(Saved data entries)

##########

PR #2494, opened 2019-06-25
add clinvar column to mutation table

leexgh:
Add clinvar column to mutation table.

1. shows clinvar id in the column
image

2. tootip for each clinVar id (the clinVar id links to https://www.ncbi.nlm.nih.gov/clinvar/variation/43594/
)
image

3. tooltip when no available data

image

### DIFF
--- a/end-to-end-tests/specs/core/mutationTable.spec.js
+++ b/end-to-end-tests/specs/core/mutationTable.spec.js
@@ -114,4 +114,29 @@ describe('Mutation Table', function() {
 
     });
 
+    describe('try getting ClinVar id from genome nexus', ()=>{
+        before(()=>{
+            var url = `${CBIOPORTAL_URL}/results/mutations?Action=Submit&RPPA_SCORE_THRESHOLD=2.0&Z_SCORE_THRESHOLD=2.0&cancer_study_list=brca_broad&case_set_id=brca_broad_sequenced&data_priority=0&gene_list=TP53&geneset_list=%20&genetic_profile_ids_PROFILE_MUTATION_EXTENDED=brca_broad_mutations&tab_index=tab_visualize`;
+
+            goToUrlAndSetLocalStorage(url);
+            // mutations table should be visiable after oncokb icon shows up,
+            // also need to wait for mutations to be sorted properly
+            browser.waitForVisible("tr:nth-child(1) [data-test=oncogenic-icon-image]",30000);
+        });
+
+        it('should show the ClinVar id after adding the ClinVar column', ()=>{
+            // click on column button
+            browser.click("button*=Columns");
+            // scroll down to activated "ClinVar" selection
+            browser.scroll(1000, 1000);
+            // click "clinvar"
+            browser.click('//*[text()="ClinVar ID"]');
+            let res;
+            browser.waitUntil(() => {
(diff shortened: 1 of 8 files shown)


inodb:
Great work @leexgh!

Maybe we can have some mouseover for the column header as well. Something like:

[ClinVar](https://www.ncbi.nlm.nih.gov/clinvar/) aggregates information about genomic variation and its relationship to human health.

Not sure exactly what to put in the mouseover when there is data. Maybe:

`Click to see variant on ClinVar website` (the currently listed link is the homepage for NCBI, homepage for ClinVar is https://www.ncbi.nlm.nih.gov/clinvar/)

inodb:
@jjgao 	@tmazor @schultzn any product comments on this other than what I mentioned in:

https://github.com/cBioPortal/cbioportal-frontend/pull/2494#issuecomment-505934204

Link here:

https://cbioportal-frontend-pr-2494.herokuapp.com/results/mutations?session_id=5d13b1bde4b0ab4137877d0c

Then click on Columns and enable the ClinVar column

Thanks!

tmazor:
Looks good!

I think we should just make clear that we are showing the ClinVar Variation ID, as opposed to a count or anything else. For some mutations, the number in the COSMIC column and the ClinVar variation ID can be similar, which could be confusing for anyone who isn't super familiar with ClinVar (e.g. run a query for KRAS). The fact that the ClinVar column is clearly a link helps, but maybe add that to the header tooltip? Or make the column name "ClinVar ID"?

leexgh:
all update, thanks!

inodb:
@jjgao 	any other comments?

Link here:

cbioportal-frontend-pr-2494.herokuapp.com/results/mutations?session_id=5d13b1bde4b0ab4137877d0c

Then click on Columns and enable the ClinVar column

jjgao:
- Change the head from "ClinVar ID" to "ClinVar"
- Instead of displaying the ID, is it possible to display "Interpretation"? Maybe we should add it to the Annotation column?
https://www.ncbi.nlm.nih.gov/clinvar/variation/163380/
image

jjgao:
Here is the list of interpretation: https://www.ncbi.nlm.nih.gov/clinvar/docs/clinsig/. I am wondering if we can design an icon and add different colors for different interpretations.

leexgh:
@jjgao good idea. what if one mutation has multiple interpretations? For example https://www.ncbi.nlm.nih.gov/clinvar/variation/163380/ has three, are we going to add three icons into the annotation column?

jjgao:
I think we can define priorities for each interpretation, for "Pathogenic/Likely pathogenic, drug response​", maybe we can pick Pathogenic.

Ideally we should get this into Annotation column, but defining an icon is not necessary trivial. Thoughts, @inodb ?

inodb:
Let's maybe investigate the multi column annotation sorting before adding new columns:

https://github.com/cBioPortal/cbioportal/issues/4625

Then we can do the things JJ proposed:

https://github.com/cBioPortal/cbioportal/issues/6351

Tali btw specifically requested to have the column header by "ClinVar ID" to make it clear it is not a count in the Clinvar database but an ID

jjgao:
@inodb before we achieve #6351, maybe we can show interpretation instead of clinvar IDs in the clinvar column?

jjgao:
https://github.com/cBioPortal/cbioportal/issues/6353

PR #2495, opened 2019-06-25
fix id not found error

dippindots:
Find the virtual study only when **virtualStudiesMap** not undefined.
Fix #https://github.com/cBioPortal/cbioportal/issues/6316 .


dippindots:
Sorry, no, should be the opposite. I updated the solution.

PR #2497, opened 2019-06-25
override Arial with FreeSans when download pdf

dippindots:
Change the label style back to the original style and override Arial with FreeSans when downloading pdf.
Fix # https://github.com/cbioportal/cbioportal/issues/3225.

### DIFF
--- a/src/shared/lib/svgToPdfDownload.ts
+++ b/src/shared/lib/svgToPdfDownload.ts
@@ -22,11 +22,11 @@ export default function svgToPdfDownload(fileName: string, svg: any) {
     if (height > width) {
         direction = 'p';
     }
-
     const pdf = new jsPDF(direction, 'pt', [width, height]);
 
+    // override Arial with FreeSans to display special charactors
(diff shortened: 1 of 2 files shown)


src/shared/lib/svgToPdfDownload.ts
```diff
@@ -26,7 +26,7 @@ export default function svgToPdfDownload(fileName: string, svg: any) {
     const pdf = new jsPDF(direction, 'pt', [width, height]);
 
     pdf.addFileToVFS("FreeSans-normal.ttf", font.FreeSans);
-    pdf.addFont("FreeSans-normal.ttf", "FreeSans", "normal");
+    pdf.addFont("FreeSans-normal.ttf", "Arial", "normal");
```
alisman: Lets put a comment above this explaining why were are doing this slightly strange thing

dippindots: @alisman Sure. Also removed the unused functions (we don't use promise anymore, they are not referenced).

PR #2498, opened 2019-06-25
Fork query experience

alisman:
Break homepage experience into two steps: 1. choose study, 2. if query by gene, show query criteria UI 
(hidden by default)

This will help users see the study page as a first-class citizen, sibling of results view.  Right now, most users submit queries and don't visit study view, suggesting that perhaps they don't know how to navigate to it.

Also, make study chooser height responsive.

Fixes: https://github.com/cBioPortal/cbioportal/issues/6363


src/globalStyles/global.scss
```diff
@@ -44,11 +44,16 @@ button:active, button:focus, div:focus, div:active {
 
 a {
   cursor:pointer;
-  text-decoration:none !important;
+  text-decoration:none;
+
+  &.disabled {
```
alisman: annoying.  we can't use <button> because a disabled button has no mouseover events and thus can't have tooltip to explain why disabled. classic!

src/pages/home/HomePage.tsx
```diff
@@ -78,12 +78,22 @@ export default class HomePage extends React.Component<IResultsViewPageProps, {}>
 
         return (
             <PageLayout className="homePageLayout" noMargin={true} rightBar={<RightBar queryStore={this.queryStore} />}>
+                {/*<div className={"headBlock"} dangerouslySetInnerHTML={{__html:AppConfig.serverConfig.skin_blurb!}}></div>*/}
```
alisman: i actually have to restore this to support other portals

src/pages/home/HomePage.tsx
```diff
@@ -78,12 +78,22 @@ export default class HomePage extends React.Component<IResultsViewPageProps, {}>
...
+
+                <div className={"headBlock"} style={{paddingBottom:0}}>
+
+                    <div className={"citationRule"}>
+                        Please cite: <a href="http://cancerdiscovery.aacrjournals.org/content/2/5/401.abstract" target="_blank">Cerami et al., 2012</a> &amp; <a href="http://www.ncbi.nlm.nih.gov/pubmed/23550210" target="_blank">Gao et al., 2013</a>
```
alisman: this will become configurable

src/shared/components/query/QueryContainer.tsx
```diff
@@ -1,152 +1,277 @@
...
-						<Else>
-							<LoadingIndicator isLoading={true} center={true} size={"big"}/>
-						</Else>
-					</If>
-				}
-			</FlexCol>
-        );
-    }
-}
+import * as React from "react";
```
alisman: finally changing newline style from days of Andy windows format

end-to-end-tests/specs/core/home.spec.js
```diff
@@ -18,7 +22,7 @@ var searchInputSelector = ".autosuggest input[type=text]";
 
 describe('homepage', function() {
 
-    this.retries(2);
+    this.retries(0);
```
adamabeshouse: delete line?

end-to-end-tests/specs/core/home.spec.js
```diff
@@ -1,12 +1,16 @@
...
+var {
+    goToUrlAndSetLocalStorage,
+    clickQueryByGeneButton,
+    useExternalFrontend,
+    setInputText,
+    clickQueryByGeneButton,
+    waitForNumberOfStudyCheckboxes,
+    clickModifyStudySelectionButton
+} = require('./../specUtils');
+
```
adamabeshouse: much better

adamabeshouse:
I'm seeing excess space on the bottom in firefox 
image

adamabeshouse:
the modify query screen should just fill the screen I think, right now it overshoots it

image

src/globalStyles/global.scss
adamabeshouse: since standard behavior is disabled doesnt receive mouse events, and we're potentially programming around that elsewhere, can you make this selector more specific?

src/pages/resultsView/querySummary/QuerySummary.tsx
```diff
@@ -138,6 +138,7 @@ export default class QuerySummary extends React.Component<{ routingStore:Extende
     @computed get queryForm(){
         return <div style={{margin:"10px -20px 0 -20px"}}>
             <QueryAndDownloadTabs onSubmit={this.onSubmit}
+                                  forkedExperience={false}
```
adamabeshouse: I find it vague, can you rename this prop, maybe "bigStudyViewButton" or something?

src/shared/components/query/CancerStudySelector.tsx
```diff
@@ -170,93 +171,35 @@ export default class CancerStudySelector extends React.Component<ICancerStudySel
...
-                                </Observer>
-                            )}
 
+                            <StudySelectorStats store={this.store}/>
+
+                            {/*{(!!(!this.store.forDownloadTab) && !!(!this.store.cancerTypes.isPending && !this.store.cancerStudies.isPending)) && (*/}
+                            {/*    <Observer>*/}
+                            {/*        {() => {*/}
+                            {/*            let hasSelection = this.store.selectableSelectedStudyIds.length > 0;*/}
+
```
adamabeshouse: still need this code?

src/shared/components/query/QueryContainer.tsx
```diff
@@ -1,152 +1,277 @@
...
+                                            {!!(this.store.submitError) && (
+                                                <span className={styles.errorMessage} data-test="oqlErrorMessage">
+										            {this.store.submitError}
+									            </span>
+                                            )}
+
+                                            {this.store.oqlMessages.map(msg => {
+                                                return (
+                                                    <span className={styles.oqlMessage}>
+												        <i className='fa fa-info-circle' style={{marginRight: 5}}/>
```
adamabeshouse: some formatting issues here? wouldnt necessarily mention it besides that you're doing a reformat

src/shared/components/query/QueryContainer.tsx
```diff
@@ -1,152 +1,277 @@
...
+                                    </DefaultTooltip>
+                                    OR
+                                    <DefaultTooltip placement={"top"}
+                                                    trigger={["hover"]}
+                                                    destroyTooltipOnHide={true}
+                                                    mouseEnterDelay={0}
+                                                    mouseLeaveDelay={0}
+                                                    disabled={!this.exploreCohortsButtonDisabled}
+                                                    overlay={this.exploreCohortsButtonTooltipMessage}>
+                                            <a onClick={()=>!this.exploreCohortsButtonDisabled && this.store.openSummary()}
```
adamabeshouse: another option (not 100% sure if it'll work) would be to wrap this <a> in a div which will thus receive the tooltip mouse events

src/shared/components/query/StudySelectorStats.tsx
```diff
@@ -0,0 +1,40 @@
...
+    if (!props.store.cancerTypes.isPending && !props.store.cancerStudies.isPending && !props.store.profiledSamplesCount.isPending) {
+        return (<Observer>
+            {() => {
+                let numSelectedStudies = expr(() => props.store.selectableSelectedStudyIds.length);
+                return (
+                    <>
+                        <a
+                            onClick={() => {
+                                if (numSelectedStudies)
+                                    props.store.showSelectedStudiesOnly = !props.store.showSelectedStudiesOnly;
```
adamabeshouse: a bit hard on the eye, could you put it in brackets even though its just one line?

src/shared/components/query/QueryContainer.tsx
alisman: tried that but even with 10px padding around button it still doesn't always fire.

src/pages/resultsView/querySummary/QuerySummary.tsx
alisman: What about forkedMode?  I actually think "forkedXXX" is more descriptive.  It at least hints at the concept behind this mode.   If we can come up with a better name than "forked" I'm open to it.   I will change to mode because it's better than "experience" for sure.

adamabeshouse: sure, that works for me

src/globalStyles/global.scss
alisman: We get the benefit of the bootstrap "disabled" styles.  I think this i a better default behavior.  Not sure what the negative repercussions could be.

adamabeshouse: it means that disabled buttons can still be clicked and potentially cause bugs whereas previously onClick could assume it wasnt disabled.

just make it more specific like `&.disabled { &.yes-pointer-events {}}`

src/shared/components/query/styles/styles.module.scss
```diff
@@ -1,12 +1,43 @@
...
+
+    .forkedButtons {
+      margin-top:10px;
+      justify-content: center;
+      align-items: center;
+      > div {   // we have to use span to fix issue with mouseover events and disabled button controls
+
+      }
+      a {
+        pointer-events:all !important;
```
adamabeshouse: :+1:

PR #2500, opened 2019-06-25
GC - fix venn to always show circle borders

adamabeshouse:
BEFORE:
image

AFTER:
image

https://www.cbioportal.org/comparison/overlap?sessionId=5d127ba7e4b0ab41378778e1


alisman:
I think the white regions really throw me off.  Seems central to Venn paradigm that the you have 2 or 3 solid color circles.  The white space requires me to think too much and I'm not sure I'm able to come to any conclusion.

adamabeshouse:
@alisman just implemented this - does it make it any clearer?

image

PR #2501, opened 2019-06-26
Cancer Types Summary tab updates

kalletlak:
# What? Why?
Fix https://github.com/cBioPortal/cbioportal/issues/6301

1. Show whether profiled data is present or not
2. Include gene panel data


alisman:
@jjgao do you think we need to add definition for plus/minus:  - = no data available?  or is that obvious?

jjgao:
It would be a good idea to add a tooltip, - mean "Not profiled"

kalletlak:
@jjgao then what should be the symbol for samples profiled but not alterations?

kalletlak:
@jjgao should we hide bars with no data. Example, hiding `Glioma` and `Gastrointestinal Stromal Tumor` here
Screen Shot 2019-07-01 at 11 24 11 AM

jjgao:
> @jjgao then what should be the symbol for samples profiled but not alterations?

It should be +.

@jjgao should we hide bars with no data. Example, hiding Glioma and Gastrointestinal Stromal Tumor here

I think that's a good idea, but only hide bars when none of the samples are profiled in any of the profiles.

src/pages/resultsView/cancerSummary/CancerSummaryChart.tsx
```diff
@@ -60,61 +76,145 @@ export function mergeAlterationDataAcrossAlterationTypes(alterationData:ICancerS
...
-        return this.bodyWidth + this.rightPadding + this.leftPadding;
+    @computed get barPlotTooltipComponent() {
+        if (!this.barPlotTooltipModel) {
+            return null;
+        } else {
+            const tooltipModel = this.barPlotTooltipModel
+            const maxWidth = 400;
+            let tooltipPlacement = (this.mousePosition.x > WindowStore.size.width - maxWidth ? "left" : "right");
+
+            return (ReactDOM as any).createPortal(
```
alisman: Not important but you can use <Portal> component for this

src/pages/resultsView/cancerSummary/CancerSummaryChart.tsx
```diff
@@ -162,14 +257,13 @@ export class CancerSummaryChart extends React.Component<CancerSummaryChartProps,
...
-                                        x:props.x + 20 - this.scrollPane.scrollLeft,
-                                        y:props.y - 18,
+                                    self.barPlotTooltipModel = {
+                                        ...props,
                                         groupName:props.datum.x,
                                         alterationData:self.props.countsByGroup[props.datum.xKey]
                                     };
                                 } else {
-                                    self.hideTooltip();
+                                    self.barPlotTooltipModel = null;
```
alisman: why not just change this inside hideTooltip method?

src/pages/resultsView/cancerSummary/CancerSummaryChart.tsx
```diff
@@ -245,65 +325,210 @@ export class CancerSummaryChart extends React.Component<CancerSummaryChartProps,
...
+    private barChartHeight() {
+        return 400;
+    }
 
-        // if we're not showing result broken down the alterations then we need to merge
+    @computed get scatterChartHeight() {
+        return this.scatterChartExtent;
+    }
+
+    @computed get scatterChartExtent() {
```
alisman: seems poorly named.  If it's only being used by the height getter above, why not just put the calculation there?

src/pages/resultsView/cancerSummary/CancerSummaryChart.tsx
```diff
@@ -245,65 +325,210 @@ export class CancerSummaryChart extends React.Component<CancerSummaryChartProps,
...
-                    <div ref={(el:HTMLDivElement)=>this.scrollPane=el} style={{overflowX:'auto', overflowY:'hidden'}}>
-                    {
-                        (this.tooltipModel) && (this.buildTooltip(this.tooltipModel))
-                    }
-                    <VictoryChart width={this.width} height={this.height} theme={CBIOPORTAL_VICTORY_THEME}
-                                  padding={{bottom:this.bottomPadding, top:this.topPadding, left:this.leftPadding, right:this.rightPadding }} domainPadding={{x: 20, y: 20}}
-                                  containerComponent={<VictoryContainer containerRef={(ref: any) => this.svgContainer = ref} responsive={false}/>}
+            <div style={this.overflowStyle} className="borderedChart">
+                <div style={{ overflowX: 'auto', overflowY: 'hidden' }}>
+                    <svg
```
alisman: what's reason for all this extra wrapping?

src/pages/resultsView/cancerSummary/CancerSummaryChart.tsx
kalletlak: it's the same statement even in that method

src/pages/resultsView/cancerSummary/CancerSummaryChart.tsx
kalletlak: this is to have both bar plot and scatter plot together

src/pages/resultsView/cancerSummary/CancerSummaryChart.tsx
alisman: then why not just use it?   not important, but just trying to understand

##########

▶ HOW TO COMPLETE THIS TASK: Give the number of lines in the entries that hold the string "content", and add nothing else.

▶ EXERCISE RESPONSE: 2